§ Try it:
Within the records below, find each line that holds the string "tests", then copy it.

[Collected data]
☆ ☆ ☆ ☆ ☆

PR #162, opened 2022-01-21
When PR is reopened, reopen the Jira ticket

sarina:
on action `reopened` we want to reopen the PR

my thought it should be reopened in Needs Triage, this accounts for users reopening on their own and we will need to look at them again

### DIFF
--- a/tests/fake_github.py
+++ b/tests/fake_github.py
@@ -162,6 +162,14 @@ class PullRequest:
         self.merged = merge
         self.closed_at = datetime.datetime.now()
 
+    def reopen(self):
+        """
+        Re-open a pull request.
+        """
+        self.state = "open"
+        self.merged = False
+        self.closed_at = None
+
     def add_comment(self, user="someone", **kwargs) -> Comment:
         comment = self.repo.make_comment(user, **kwargs)
         self.comments.append(comment.id)
--- a/openedx_webhooks/bot_comments.py
+++ b/openedx_webhooks/bot_comments.py
@@ -191,7 +191,6 @@ def github_end_survey_comment(pull_request: PrDict) -> str:
     """
     Create a "please fill out this survey" comment.
     """
-    print(pull_request)
     is_merged = pull_request.get("merged", False)
     url = SURVEY_URL.format(
         repo_full_name=pull_request["base"]["repo"]["full_name"],
--- a/openedx_webhooks/github_views.py
+++ b/openedx_webhooks/github_views.py
@@ -85,6 +85,7 @@ def hook_receiver():
     pr = event["pull_request"]
     pr_number = pr["number"]
     action = event["action"]
+    pr["hook_action"] = event["action"]
 
     pr_activity = f"{repo} #{pr_number} {action!r}"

☆ ☆ ☆ ☆ ☆

§ Response area:
--- a/tests/fake_github.py
+++ b/tests/fake_github.py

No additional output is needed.